Try it
Scan the records below for the line with "- The pact gem" and the line with "- This is not". Repeat those two lines and every line between them exactly, and nothing else.

Data to examine
--- START ---

Issue #2259, opened 2021-02-02
Convert tests from Minitest to RSpec


hannako:
## Issue
- We are currently implementing Pact tests between Collections and gds-api-adapters in order to [meet the criteria](https://github.com/alphagov/govuk-rfcs/blob/master/rfc-128-continuous-deployment.md#check-api-contract-tests-pass-ie-adapters-work-with-their-apis) for CD of collections. 
- The pact gem brings in RSpec [as a dependency](https://github.com/alphagov/collections/blob/e3bc50f10b62357499053cfb4e214c63207f1c34/Gemfile.lock#L246). This will mean Collections runs two test suites, Minitest and RSpec. 
- This is not necessarily bad, eg Smart Answers also has both suites. However in the case of collections it adds a little bit of complexity. Collections uses cucumber for its feature tests, and they fail without [patching](https://github.com/alphagov/collections/pull/2245/commits/7e046459ea7abfb624495234f54de7a088a69e40) the Minitest assertions methods.
- RSpec is the GDS testing frame work [of choice](https://gds-way.cloudapps.digital/manuals/programming-languages/ruby.html#conventional-tooling), so it is probably worth taking the plunge and converting to Minitest. 

### Regular tests

There is a [rake task](https://github.com/alphagov/collections/blob/e5b305b7e7b3eae0020eed90987ea0abc83bb33d/lib/tasks/converter.rake) that can be used to do some of the syntax conversion.
```
bundle exec rake convert:to_rspec\["test/components","spec/views/components"\]
```
#### Convert the following
- [x] test/components
- [x] test/controllers
- [x] test/integration
- [x] test/lib
- [x] test/models
- [x] test/models/schemas
- [x] test/models/topic
- [x] test/presenters
- [x] test/presenters/organisations
- [x] test/presenters/supergroups
- [x] test/services
- [x] test/services/search
- [x] test/services/supergroup_sections
- [x] test/unit 

#### Once all tests requiring a specific helper have been ported over to RSpec, move the helpers from `test/support` ==> `spec/support`
- [x] analytics_helper
- [x] coronavirus_helper
- [x] coronavirus_landing_page_steps
- [x] custom_assertions
- [x] dit_landing_page_helper
- [x] gds_api_rummager_test_helpers
- [x] helpers
- [x] organisation_feed_helpers
- [x] organisation_helper
- [x] organisations_helpers
- [x] rummager_helpers
- [x] services_and_information_helpers
- [x] supergroups_helpers
[...]

PR #2284, opened 2021-02-16
Convert model tests

hannako:
## What

- As part of issue https://github.com/alphagov/collections/issues/2259 to convert Collections test suite from Minitest to RSpec 

- See commit messages for details.

---
--
[Trello](https://trello.com/c/m7wfWUqc/1354-convert-model-tests-to-rspec)


spec/spec_helper.rb
```diff
@@ -2,6 +2,8 @@
 require File.expand_path("../config/environment", __dir__)
 abort("The Rails environment is running in production mode!") if Rails.env.production?
 require "rspec/rails"
+require "gds_api/test_helpers/search"
```
sihugh, line 5: fair point, search is used a lot in Collections

spec/models/list_set_spec.rb
```diff
@@ -36,50 +37,51 @@
...
+      expect(list_set.map(&:title)).to eq(["Paying HMRC", "Annual PAYE and payroll tasks"])
     end
 
     it "provides the title and base_path for group items" do
-      groups = @list_set.to_a
+      groups = list_set.to_a
 
-      assert_equal "Employee tax codes", groups[1].contents.to_a[2].title
-      assert_equal "/pay-psa", groups[0].contents.to_a[1].base_path
+      expect(groups.[](1).contents.to_a.[](2).title).to eq("Employee tax codes")
```
sihugh, line 49: the array syntax here looks a little weird - it's converted `groups[1]` to `groups.[](1)` which looks like it's doing something clever when it isn't. (It's in a number of places)

spec/spec_helper.rb
```diff
@@ -15,6 +15,7 @@
 # See http://rubydoc.info/gems/rspec-core/RSpec/Core/Configuration
 RSpec.configure do |config|
   config.include GdsApi::TestHelpers::Search
+  config.include ActiveSupport::Testing::TimeHelpers
```
sihugh, line 18: 👍

spec/models/mainstream_browse_page_spec.rb
```diff
@@ -12,97 +10,99 @@
...
-      assert_equal "Information about eligibility, claiming and when Child Benefit stops", @page.description
+      expect(page.description).to eq("Information about eligibility, claiming and when Child Benefit stops")
     end
 
     describe "#second_level_pages_curated?" do
       it "is true when second_level_ordering == curated" do
-        @api_data["details"]["second_level_ordering"] = "curated"
-        assert @page.second_level_pages_curated?
+        api_data["details"]["second_level_ordering"] = "curated"
+        expect(page).to be_second_level_pages_curated
```
sihugh, line 37: `expect(page).to be_second_level_pages_curated` works, but I wonder if it's clearer to say:

`expect(page.second_level_pages_curated?).to be(true)`, not least because we use this pattern to assert false just below

sihugh (commented):
Initial comments... Looks generally good, there's just some slightly clunky bits of the conversion that we might want to address. 

I've only got halfway through so far, but thought this might be a useful start

hannako:
I will squash these commits before merging

sihugh (approved):

PR #2288, opened 2021-02-18
Switch from trackClick to gemTrackClick script

alex-ju:
### What

Switch from using `trackClick` script to `gemTrackClick` script. They are virtually the same, the latter being [copied over from `static` to `govuk_publishing_components`](https://github.com/alphagov/govuk_publishing_components/pull/1751).

### Why

Part of [a bigger piece of work](https://github.com/alphagov/static/pull/2405) to reduce the size of assets served to users and keep our codebase to a minimum.


andysellick (approved):
Approved, but I think you might have missed a few instances in the yml files (which I assume get rendered), specifically

- https://github.com/alphagov/collections/blob/master/config/locales/cy/transition_landing_page.yml#L16
- https://github.com/alphagov/collections/blob/master/config/locales/en/transition_landing_page.yml#L16
- https://github.com/alphagov/collections/blob/master/config/locales/en/transition_landing_page.yml#L47

andysellick (approved):
🚀 🚀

--- END ---

Your response
- The pact gem brings in RSpec [as a dependency](https://github.com/alphagov/collections/blob/e3bc50f10b62357499053cfb4e214c63207f1c34/Gemfile.lock#L246). This will mean Collections runs two test suites, Minitest and RSpec. 
- This is not necessarily bad, eg Smart Answers also has both suites. However in the case of collections it adds a little bit of complexity. Collections uses cucumber for its feature tests, and they fail without [patching](https://github.com/alphagov/collections/pull/2245/commits/7e046459ea7abfb624495234f54de7a088a69e40) the Minitest assertions methods.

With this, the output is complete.